PR #995, opened 2019-04-15
Use keepalived for API server failover/VIP

NicolasT:
Please see https://github.com/scality/metalk8s/commit/79251031e8ccb8b590d89e0d3303d34851122fee for some manual steps to be performed in a Vagrant environment before running this.

### DIFF
--- a/buildchain/buildchain/constants.py
+++ b/buildchain/buildchain/constants.py
@@ -6,7 +6,8 @@
 
 import os
 from pathlib import Path
-from typing import Tuple
+import subprocess
+from typing import Optional, Tuple
 
 from buildchain import ROOT  # Re-export ROOT through this module.
 from buildchain import config
@@ -63,7 +64,12 @@ BUILDER_BASIC_CMD : Tuple[str, ...] = (
 
 K8S_VERSION  : str = '1.11.7'
 SALT_VERSION : str = '2018.3.4'
+KEEPALIVED_VERSION : str = '1.3.5-8.el7_6'
+KEEPALIVED_BUILD_ID : int = 1
 
+CENTOS_BASE_IMAGE : str = 'docker.io/centos'
+CENTOS_BASE_IMAGE_SHA256 : str = \
+    '6ae4cddb2b37f889afd576a17a5286b311dcbf10a904409670827f6f9b50065e'
 
 def load_version_information() -> None:
     """Load version information from `VERSION`."""
@@ -92,5 +98,22 @@ load_version_information()
 
 SHORT_VERSION : str = '{}.{}'.format(VERSION_MAJOR, VERSION_MINOR)
 VERSION : str = '{}.{}{}'.format(SHORT_VERSION, VERSION_PATCH, VERSION_SUFFIX)
+
+
+def git_ref() -> Optional[str]:
+    """Load version information from Git."""
+
+    try:
+        ref : bytes = subprocess.check_output([
+            config.GIT, 'describe', '--always', '--long', '--tags',
+                '--dirty', '--broken',
+        ])
+
+        return ref.decode('utf-8').rstrip()
+    except subprocess.CalledProcessError:
+        return None
+
+
+GIT_REF = git_ref()
 
 # }}}
--- a/buildchain/buildchain/image.py
+++ b/buildchain/buildchain/image.py
@@ -30,6 +30,7 @@ Overview:
 """
 
 
+import datetime
 from pathlib import Path
 from typing import Iterator, Tuple
 
@@ -166,6 +167,11 @@ TO_PULL : Tuple[targets.RemoteImage, ...] = (
 # This should be reset to 1 when SALT_VERSION is changed.
 SALT_MASTER_BUILD_ID : int = 1
 
+KEEPALIVED_IMAGE_TAG = '{}-{}'.format(
+    constants.KEEPALIVED_VERSION,
+    constants.KEEPALIVED_BUILD_ID,
+)
+
 # List of container images to build.
 TO_BUILD : Tuple[targets.LocalImage, ...] = (
     targets.LocalImage(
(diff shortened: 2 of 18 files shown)


buildchain/buildchain/constants.py
```diff
@@ -63,7 +64,15 @@
 
 K8S_VERSION  : str = '1.11.7'
 SALT_VERSION : str = '2018.3.4'
+KEEPALIVED_VERSION : str = '1.3.5-8.el7_6'
+KEEPALIVED_BUILD_ID : int = 1
 
+CENTOS_BASE_IMAGE : str = 'docker.io/centos'
+# pylint: disable=wrong-spelling-in-comment
+# Pylint doesn't like the spelling of `docker.io` ¯\_(ツ)_/¯
```
slaperche-scality: You can add an entry in `.pylint-dict` instead of disabling it ;-)

buildchain/buildchain/constants.py
```diff
@@ -63,7 +64,15 @@
 
 K8S_VERSION  : str = '1.11.7'
 SALT_VERSION : str = '2018.3.4'
+KEEPALIVED_VERSION : str = '1.3.5-8.el7_6'
```
slaperche-scality, line 67: If those constants are only used in `image.py` then they should be defined there, closer to their uses.

buildchain/buildchain/constants.py
```diff
@@ -93,4 +102,21 @@ def load_version_information() -> None:
 SHORT_VERSION : str = '{}.{}'.format(VERSION_MAJOR, VERSION_MINOR)
 VERSION : str = '{}.{}{}'.format(SHORT_VERSION, VERSION_PATCH, VERSION_SUFFIX)
 
+
+def git_ref() -> Optional[str]:
```
slaperche-scality, line 103: We may want to factor our this with `git_revision` from `buildchain/buildchain/iso.py` (or only keep one, are they seems similar enough to be confusing and looks like two different way to get the same info)

Can be done here in a dedicated commit or in another PR (then a debt ticket should be created).

slaperche-scality (changes requested):

slaperche-scality:
I only reviewed the build part.

buildchain/buildchain/constants.py
NicolasT: Done

buildchain/buildchain/constants.py
NicolasT: We're not using `SALT_VERSION` anywhere else either. It's a constant, over time this (and `SALT_VERSION` and whatever else) should go into some central location where Salt SLSs retrieve the values as well (I believe there's a ticket for that), so IMHO this makes sense?

buildchain/buildchain/constants.py
NicolasT: Done

buildchain/buildchain/constants.py
slaperche-scality: Ha yes, for the version indeed (so we can keep it here)

But the build ID and the SHA256 and the image name can be moved (like `SALT_MASTER_BUILD_ID`) or used inline in `image.py` (like the SHA256 and the image name) I think.

buildchain/buildchain/constants.py
```diff
@@ -93,4 +99,22 @@ def load_version_information() -> None:
...
+    """Load version information from Git."""
+    ref = None
```
slaperche-scality: `ref = None` is useless here.
Also, you could return the result of `strip` directly.

Could be written:

```suggestion
def git_ref() -> Optional[str]:
    """Return the current git revision.

    Return None if we can't get the information.
    """
    cmd = [config.GIT, 'describe']
    cmd.extend(['--always', '--long', '--tags','--dirty', '--broken'])
    try:
        stdout : bytes = subprocess.check_output(cmd)
        return stdout.decode('utf-8').rstrip()
    except subprocess.CalledProcessError:
        return None
```

buildchain/buildchain/image.py
```diff
@@ -178,6 +179,28 @@ def task__image_build() -> Iterator[types.TaskDict]:
         task_dep=['_image_mkdir_root'],
         file_dep=[constants.ROOT/'images'/'salt-master'/'source.key'],
     ),
+    targets.LocalImage(
+        name='keepalived',
+        version='{}-{}'.format(
+            constants.KEEPALIVED_VERSION, constants.KEEPALIVED_BUILD_ID),
```
slaperche-scality: minor: when the opening brace is on its own line, we usually put the closing one on its own as well.

```suggestion
        version='{}-{}'.format(
            constants.KEEPALIVED_VERSION, constants.KEEPALIVED_BUILD_ID
        ),
```

OR

```suggestion
        version='{}-{}'.format(constants.KEEPALIVED_VERSION,
                               constants.KEEPALIVED_BUILD_ID),
```

Ditto for `VERSION` in `build_args` (btw, we may want to factor that in a "local" global in this file.

buildchain/buildchain/constants.py
NicolasT: Disagree.

`CENTOS_BASE_IMAGE` and `CENTOS_BASE_IMAGE_SHA256` are constants very much like `SALT_VERSION` which we may want to update from time to time, *without updating the implementation* of how things are built.

Moving `*_BUILD_ID` somewhere else would be counter-productive, because *build-id is to be reset to 1 when the version of something changes*.

buildchain/buildchain/image.py
NicolasT: Then `pylint` or whatever should check for it.

buildchain/buildchain/constants.py
slaperche-scality: Then `SALT_MASTER_BUILD_ID` should be moved, to be consistent (and if we start having a lof of those version-related constant, we could consider having a dedicated file (`versions.py`) for them)

buildchain/buildchain/image.py
slaperche-scality: We could use `black` for formatting (that way code layout would be consistent, instead of having everyone use what it prefers just because CI doens't enforce it…), and enforce it in the CI (code layout aside, my remark about duplication still stands).

buildchain/buildchain/constants.py
NicolasT: No! The point is that `*_BUILD_ID` and `*_VERSION` *go hand in hand*, they're not two distinct unrelated entities. The *version* specifies the version of the software in the container. The *build* specifies the iteration of container building (basically, tracking changes to `Dockerfile`, whatever entrypoint script(s),...) which combined form the *tag* of a container image.

Furthermore, as I said before, *build* gets reset when *version* is bumped (RPM-style), so there again having them in separate places would be counter-productive/counter-intuitive/...

Yes, as I wrote elsewhere, version management must be more centralized (and cross the build-system / Salt boundary) to avoid duplication and divergence, but that's most definitely out of scope for this PR.

NicolasT:
@bert-e reset

buildchain/buildchain/constants.py
slaperche-scality: > No! The point is that *_BUILD_ID and *_VERSION go hand in hand, they're not two distinct unrelated entities. 

Yeah, nothing in my message was against that (if it relates to my suggestion of moving version-related constants in their own file, this included the build ones, as they are tied to the version they are version-related).

But OK to do it in another PR, one day™

slaperche-scality (approved):

NicolasT:
@bert-e approve

PR #1011, opened 2019-04-17
ci: concurrent build

NicolasT:
Ball-park figures: over 4 random successful recent build, average wall-clock time of the `build` step was 15:33. With this patch, on a single build, wall-clock time of the same step is reduced to 6:02.


NicolasT:
@bert-e approve

slaperche-scality (approved):

PR #1012, opened 2019-04-17
Versionlocks docker & node_exporter packages

alexandre-allard:


roles/docker/defaults/main.yml
```diff
@@ -0,0 +1,7 @@
+---
+
+docker_yum_versionlock_file: /etc/yum/pluginconf.d/versionlock.list
+
+docker_package_names:
```
NicolasT, line 5: Should we also lock `container-selinux`? Or is that pinned as reqs of these packages?

alexandre-allard: That's what I did at the beginning, but I've removed it because there are already dependencies in docker-ce & docker-engine RPMs, so no need for that, yum versionlock will prevent from upgrading if dependencies would not be satisfied.

NicolasT:
Could you replace the `eve` update commit with 4d097b7c3a5247f821451f0c45ded162e0fee72d? Will ease upmerges.

NicolasT:
One more: please add an entry to `ChangeLog.rst` for this change. Other than that, LGTM.

alexandre-allard:
@NicolasT I've cherry-picked 4d097b7c3a5247f821451f0c45ded162e0fee72d and added an entry in `ChangeLog.rst`
I've also changed the way node_exporter is locked, because I found a bug when trying to install the version we want and another version is already installed (there is a comment in the code to explain why it's done like that). Basically, we need to unlock the package before doing the installation, otherwise it would fail if the package is already installed and we want a different version than the one which is installed.

NicolasT (approved):
@xaf-scality will be happy ;)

▶ TRY IT
When a line in the listing has the word "images", return that line.

▶ SOLUTION
 # List of container images to build.
         file_dep=[constants.ROOT/'images'/'salt-master'/'source.key'],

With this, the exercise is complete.